Let's iterate this process until we have all the identities we want. We want 26 of them, so we can just check the length. (If this operation never finishes, we're out of luck!)

In [12]:
-- Generate the infinite list of iterations and their results.
initIdents = []
iterations = iterate iteration (initIdents, initRelations)

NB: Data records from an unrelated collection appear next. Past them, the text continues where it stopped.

PR #831, opened 2021-12-14
Fix cwe117

theAntiYeti:
Branched off from the previous branch to keep it alive for the CodeQL people to view logs, etc.
This is the "correct" solution, according to the [CodeQL codebase](https://github.com/github/codeql-go/blob/main/ql/src/Security/CWE-117/LogInjectionGood.go), so I intend to mark this as a false positive and merge in.

### DIFF
--- a/pkg/client/auth/oidc/device.go
+++ b/pkg/client/auth/oidc/device.go
@@ -146,7 +146,8 @@ func makeErrorForHTTPResponse(resp *http.Response) error {
 	if err != nil {
 		return err
 	}
-	safeURL := safeString(resp.Request.URL.String())
+	safeURL := strings.Replace(resp.Request.URL.String(), "\n", "", -1)
+	safeURL = strings.Replace(safeURL, "\r", "", -1)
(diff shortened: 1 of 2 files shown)


pkg/client/auth/oidc/device.go
```diff
@@ -145,5 +145,8 @@ func makeErrorForHTTPResponse(resp *http.Response) error {
 	if err != nil {
 		return err
 	}
-	return fmt.Errorf("%s %s returned HTTP %s; \n\n %#q", resp.Request.Method, resp.Request.URL, resp.Status, bodyBytes)
+	url := resp.Request.URL.String()
+	safeURL := strings.Replace(url, "\n", "", -1)
+	safeURL = strings.Replace(safeURL, "\r", "", -1)
+	return fmt.Errorf("%s %s returned HTTP %s; \n\n %#q", resp.Request.Method, safeURL, resp.Status, bodyBytes)
 }
```
robertdavidsmith, line 152: Suggest making a sanitizeUserInput function under https://github.com/G-Research/armada/tree/master/internal/common somewhere

theAntiYeti: of course

robertdavidsmith (approved):

PR #832, opened 2021-12-15
Revert "[issue-702] Add unit tests for queue based API (armada server)"

severinson:
Reverts G-Research/armada#789

After discussing with @robertdavidsmith and @carlocamurri , I suggest rolling back this PR. The reason being that the way of implementing API handlers introduced with PR 789 adds significant complexity, thus making it harder to understand the code and ensuring that we're implementing the API correctly. 

Further, we currently have two ways of implementing API handlers (the one used originally and the one introduced by PR 789, which is only used for parts of the API). Rolling back PR 789 makes the API handlers more consistent.


internal/armada/server/submit.go
```diff
@@ -59,41 +58,97 @@ func NewSubmitServer(
...
+	if e := checkPermission(server.permissions, ctx, permissions.DeleteQueue); e != nil {
+		return nil, e
+	}
+
+	active, e := server.jobRepository.GetQueueActiveJobSets(request.Name)
+	if e != nil {
+		return nil, status.Errorf(codes.InvalidArgument, e.Error())
+	}
+	if len(active) > 0 {
+		return nil, status.Errorf(codes.FailedPrecondition, "Queue is not empty.")
```
theAntiYeti, line 143: is there no way to put the name of the queue here?

severinson: I'm sure there is, but it may be cleaner to do that in a separate PR. So that this PR is only about reverting a prior change. For example, the following one.
https://github.com/G-Research/armada/pull/829

theAntiYeti (approved):
LGTM

PR #838, opened 2021-12-17
Resource limits validation

theAntiYeti:
Add validation for when jobsets submit resource requests/limits which are too low (usually by forgetting units)

This is done by adding a server minimum to the config list and validating that the resource fields are all submitted above said minimums. This was done to give more flexibility for future usecases and also because the first suggestion (validate people haven't forgotten units) was inflexible, could only be verified client-side (before numbers were parsed into resource.Quantity objects) and was potentially prone to bad maintenance (regex validating strings more prone to failing correct cases, missing incorrect cases, etc)


internal/common/validation/podspec.go
```diff
@@ -33,14 +33,36 @@ func ValidatePodSpec(spec *v1.PodSpec, maxAllowedSize uint) error {
...
+func validateContainerResource(
+	resourceSpec v1.ResourceList,
+	minJobResources v1.ResourceList,
+	container_name string,
+	requestOrLimit string,
+) error {
+	for rc, containerRsc := range resourceSpec {
+		serverRsc, nonEmpty := minJobResources[rc]
+		if nonEmpty && containerRsc.Value() < serverRsc.Value() {
+			return fmt.Errorf("%s %s (%s) on container %v below server minimum (%s)", requestOrLimit, rc, &containerRsc, container_name, &serverRsc)
```
severinson, line 60:
```suggestion
			return fmt.Errorf("[validateContainerResource] containers must request at least %s of resource %s, but container %q only requests %s", serverRsc.Value(), rc, container_name, containerRsc.Value())
```

severinson: I suggest updating the other error messages introduced by this PR similarly.

internal/common/validation/podspec.go
```diff
@@ -8,7 +8,7 @@ import (
 	"k8s.io/component-helpers/scheduling/corev1/nodeaffinity"
 )
 
-func ValidatePodSpec(spec *v1.PodSpec, maxAllowedSize uint) error {
+func ValidatePodSpec(spec *v1.PodSpec, maxAllowedSize uint, minJobResources v1.ResourceList) error {
```
severinson, line 11: Same comment as above. Should we pass in a larger object that contains all values needed to do the validation?

go.sum
```diff
@@ -1402,27 +1418,44 @@ honnef.co/go/tools v0.0.1-2020.1.3/go.mod h1:X/FiERA/W4tHapMX5mGpAtMSVEeEUOyHaw9
...
+k8s.io/utils v0.0.0-20210930125809-cb0fa318a74b h1:wxEMGetGMur3J1xuGLQY7GEQYg9bZxKn3tKo5k/eYcs=
+k8s.io/utils v0.0.0-20210930125809-cb0fa318a74b/go.mod h1:jPW/WVKK9YHAvNhRxK0md/EJ228hCsBRufyofKtW8HA=
 rsc.io/binaryregexp v0.2.0/go.mod h1:qTv7/COck+e2FymRvadv62gMdZztPaShugOCi3I+8D8=
 rsc.io/quote/v3 v3.1.0/go.mod h1:yEA65RcK8LyAZtP9Kv3t0HmxON59tX3rD+tICJqUlj0=
 rsc.io/sampler v1.3.0/go.mod h1:T1hPZKmBbMNahiBKFy5HrXp6adAjACjK9JXDnKaTXpA=
+sigs.k8s.io/json v0.0.0-20211020170558-c049b76a60c6 h1:fD1pz4yfdADVNfFmcP2aBEtudwUQ1AlLnRBALr33v3s=
+sigs.k8s.io/json v0.0.0-20211020170558-c049b76a60c6/go.mod h1:p4QtZmO4uMYipTQNzagwnNoseA6OxSUutVw05NhYDRs=
 sigs.k8s.io/structured-merge-diff/v4 v4.0.2/go.mod h1:bJZC9H9iH24zzfZ/41RGcq60oK1F7G282QMXDPYydCw=
 sigs.k8s.io/structured-merge-diff/v4 v4.1.2 h1:Hr/htKFmJEbtMgS/UD0N+gtgctAqz81t3nu+sPzynno=
 sigs.k8s.io/structured-merge-diff/v4 v4.1.2/go.mod h1:j/nl6xW8vLS49O8YvXW1ocPhZawJtm+Yrr7PPRQ0Vg4=
```
severinson, line 1461: This PR updates a lot of dependencies. What's going on?

severinson (changes requested):

internal/armadactl/app_test.go
```diff
@@ -229,10 +229,10 @@ jobs:
               - ls
             resources:
               limits:
-                memory: 1Mi
+                memory: 100Mi
                 cpu: 1
               requests:
-                memory: 1Mi
+                memory: 100Mi
```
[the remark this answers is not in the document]
theAntiYeti: I guess the default on development machines is irrelevant and I could completely remove the limit here. I'll just set it to 1Mi to leave it in the config (tacitly remind people that it's a possibility to change)

internal/armada/server/submit.go
```diff
@@ -432,7 +432,7 @@ func (server *SubmitServer) createJobs(request *api.JobSubmitRequest, owner stri
 
 		for j, podSpec := range item.GetAllPodSpecs() {
 			server.applyDefaultsToPodSpec(podSpec)
-			e := validation.ValidatePodSpec(podSpec, server.schedulingConfig.MaxPodSpecSizeBytes)
+			e := validation.ValidatePodSpec(podSpec, server.schedulingConfig.MaxPodSpecSizeBytes, server.schedulingConfig.MinJobResources)
```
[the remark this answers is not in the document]
theAntiYeti: Changing the tests will be a pain but I see what you mean here

go.sum
theAntiYeti: I'll see if I can get rid of these

internal/common/validation/podspec.go
severinson: Doesn't value return the amount of resource (e.g., 1000 if 1kb was requested)? Since these errors will be returned to users, I think we should make it as clear as possible what went wrong and what they should do to fix it. I think showing internal details of how we store limits etc. may confuse users, who shouldn't need to know those things.

theAntiYeti: ah, passing &serverRsc will actually call the .String() function and will print 1Ki rather than 1000. I'm unconvinced printing .Value() is a good idea when we'll definitely have limits/reqs in the Gi, maybe even Ti

go.sum
theAntiYeti: Yeah I think I know why this happened, I imported a package directly that I then ended up not using directly (the resource library). Have reverted

internal/common/validation/podspec.go
severinson: Ah. In that case I agree. Passing `&serverRsc` would be much better.

go.sum
severinson: Cool :)

internal/common/validation/podspec.go
theAntiYeti: On review, I completely disagree with your format. That looks nothing like any of the errors raised by ValidatePodSpec or podspec.go

theAntiYeti: To clarify, in all the errors we raise; none of them have an error type in square brackets a the start, and all of them respond in a very indicative format "<RESOURCE> X has done something" or "<RESOURCE> Y is something> .. this is why it's wrong". Your response is imperative/subjunctive in that it declares the ideal state of the world rather than starting with the current state of the world. I hope this makes sense

severinson (approved):

severinson (approved):
lgtm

-- Define a completion condition.
-- We're done when there are 26 known identity elements.
done (idents, _) = length idents == 26

-- Discard all iteration results until completion.
-- Take the next one - the first one where the condition is met.
result = head $ dropWhile (not . done) iterations

Woohoo! We're done! Let's take a look at the results!

In [13]:
import Data.List (sort)

idents = fst result
identChars = map char idents
putStrLn $ sort identChars
length identChars

Looks like we do indeed have every single letter mapped to the identity.

Let's see if we can deduce, for each letter, how it was mapped to the identity. Instead of doing it in alphabetical order, we'll look at them in the order they were deduced, so it follows some logical flow.

In [14]:
import Text.Printf (printf)

forM_ idents $ \(FoundIdent char hist) -> do
  printf "Proving %c = 1:\n" char
  forM_ (reverse hist) $ \op ->
    putStrLn $ case op of
      Reduce first second -> 
        printf "Reduce %s and %s" first second
      Substitute ch ->
        printf "Substitute %c for ''" ch
  putStr "\n"
Proving e = 1:
Reduce aid and aide

Proving a = 1:
Reduce aisle and isle

Proving u = 1:
Reduce ant and aunt

Proving t = 1:
Reduce but and butt

Proving n = 1:
Reduce cannon and canon

Proving s = 1:
Reduce cent and scent

Proving h = 1:
Reduce choral and coral

Proving k = 1:
Reduce doc and dock

Proving l = 1:
Reduce filet and fillet

Proving w = 1:
Reduce hole and whole

Proving b = 1:
Reduce plum and plumb

Proving g = 1:
Reduce reign and rein

Proving c = 1:
Reduce scent and sent

Proving o = 1:
Reduce to and too

Proving i = 1:
Reduce waive and wave

Proving r = 1:
Reduce air and err
Substitute i for ''
Substitute a for ''
Substitute e for ''

Proving d = 1:
Reduce awed and odd
Substitute o for ''
Substitute w for ''
Substitute a for ''
Substitute e for ''

Proving y = 1:
Reduce bite and byte
Substitute i for ''

Proving z = 1:
Reduce boos and booze
Substitute s for ''
Substitute e for ''

Proving q = 1:
Reduce cask and casque
Substitute k for ''
Substitute u for ''
Substitute e for ''

Proving x = 1:
Reduce coax and cokes
Substitute k for ''
Substitute s for ''
Substitute a for ''
Substitute e for ''

Proving p = 1:
Reduce coo and coup
Substitute o for ''
Substitute u for ''

Proving f = 1:
Reduce draft and draught
Substitute g for ''
Substitute h for ''
Substitute u for ''

Proving m = 1:
Reduce damned and dammed
Substitute n for ''

Proving j = 1:
Reduce genes and jeans
Substitute g for ''
Substitute n for ''
Substitute a for ''
Substitute e for ''

Proving v = 1:
Reduce felt and veldt
Substitute l for ''
Substitute e for ''
Substitute f for ''
Substitute d for ''

If you scan through the list above, there's a few weird cases, but for the most part, it seems legitimate. (I mildly question felt and veldt, but it depends on how you pronounce things. If you look at the British English list of homophones, it's totally different anyways!)

So that's that! We've found the ways to reduce every letter to the identity, and shown how to do it.

I wonder if other languages also have trivial homophony groups. It might be fun to try Spanish, French, Russian, and others, and see if the homophony groups tell us anything interesting about the language!